Over-reliance on the LLM API as the only architectural component produces fragile systems. When the API provider changes model behaviour, updates pricing, or experiences an outage, the product has no fallback. A system that depends entirely on a single external AI API has the same structural fragility as a system with a single point of failure — it is just a failure mode that most engineers have not encountered yet.
Concept: An AI product has five architectural layers — data, model, serving, application, evaluation — each with distinct requirements. Output quality is probabilistic. Evaluation infrastructure is not optional.
Thread: T12 (Tradeoffs) ← every AI product decision involves a tradeoff between quality, latency, cost, and controllability → no choice optimises all four simultaneously
Core Idea: The 500ms latency ceiling constrains model selection for synchronous user-facing products. Inference cost dominates operating costs at scale. Evaluation is a first-class engineering deliverable.
Tradeoff: AT9 (Speed vs Quality) — larger models produce higher-quality outputs but exceed latency budgets for synchronous interactions; the tradeoff cannot be avoided, only managed through serving optimisation
Failure Mode: FM11 (Observability Blindness) — an AI product without evaluation infrastructure cannot detect quality degradation; the product gets worse without any observable failure event in traditional monitoring
Signal: When a prompt change or model upgrade is deployed without a prior evaluation of quality impact, the team is operating the AI product without a feedback loop
Maps to: Book 0, Framework 4 (Architecture Tradeoffs)
Map an AI product you have worked on or used to the five-layer stack. Which layers are most developed? Which are weakest? What would closing the weakest layer’s gaps require?
The chapter argues that 500ms is the practical ceiling for synchronous user-facing AI inference. Identify an AI product feature you would like to build. What is the inference latency of the model you would use? If it exceeds 500ms, what optimisation strategies would you apply?

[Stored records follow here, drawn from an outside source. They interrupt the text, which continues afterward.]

PR #24, opened 2023-06-21
Updates + Changes

PassiveLemon:
Some code improvements.
If the version ever changes, it will download the new binary if it doesn't already exist. Old ones will be kept but I can implement a change to remove them.

Some general changes to documentation.


PassiveLemon:
You must have updated the README while I was working on this PR so I had to undo the change to that.

PR #48, opened 2023-08-20
Add custom ACME server feature in backend

daluntw:
This PR add custom ACME server feature in backend, but still need frontend support (send `ca_url` parameter when POST to `/api/acme/obtainCert` and `ca` set to `custom`, should be somewhere near `src/web/snippet/acme.html#L320`, if `ca_url` not included, will use `ca` just like before)

this PR's feature will save a json in `./conf/certs/${certificateName}.json` next to the cert key for renew usage, `eab_key_id` and `eab_hmac_key` can be save in json too for future Google ACME server implement.

this also fix Buypass ACME might not be renew correctly, the reason is current implementtion in `src/mod/acme/utils.go#L57` will use Issuer organization sector as `ca.json` key, but current Buypass intermediate certificate use `Buypass AS-983163327` which might cause an issue (but seems ok to LE and ZeroSSL)

### DIFF
--- a/src/mod/acme/acme.go
+++ b/src/mod/acme/acme.go
@@ -8,7 +8,6 @@ import (
 	"crypto/x509"
 	"encoding/json"
 	"encoding/pem"
-	"errors"
 	"fmt"
 	"io/ioutil"
 	"log"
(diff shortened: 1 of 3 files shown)


tobychui:
@daluntw Thanks for the PR! 
I have briefly look at the code and it seems promising. I will be try this out in the coming weekend. 
Thank so much for your contributions!

daluntw:
I add frontend support for this feature, works perfectly on my env.

yeungalan:
We will take a look; thanks for your contribution!

tobychui (approved):
lgtm

daluntw:
I think I should add ignoreTLS option for this feature, since most selfhosted ACME server is self-signed

PR #41, opened 2023-08-11
Better docker support

Saturn745:
This PR simplifies the docker image by having it build the binary and run the built binary at runtime instead of building it at runtime like it was previously. This also includes a GitHub action to automatically build the image and publish it to Github container repo (Can be changed to Dockerhub) on each push (Can change to when a release is made if wanted).

PR #54, opened 2023-08-24
Completely rework the container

Design a cost model for an AI product with one million monthly active users, each making an average of 20 AI requests per day. What are the inference costs at different pricing tiers? At what scale does inference cost dominate operating costs?
The chapter argues that AI output quality is probabilistic and requires statistical evaluation rather than case-by-case testing. What does an evaluation pipeline for a code completion product look like? What metrics would you use? How would you collect ground truth?